### What this task involves
Only the lines from the one containing "Generate cc and" to the end of the data are wanted; print them exactly as they appear.

### Source material
PR #429, opened 2021-08-17
Generate cc and header files for micro_speech.

njeffrie:
Generate the model and audio inputs. Add wav file generation in generate_cc_arrays.py.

### Solution to this problem
Generate cc and header files for micro_speech.

njeffrie:
Generate the model and audio inputs. Add wav file generation in generate_cc_arrays.py.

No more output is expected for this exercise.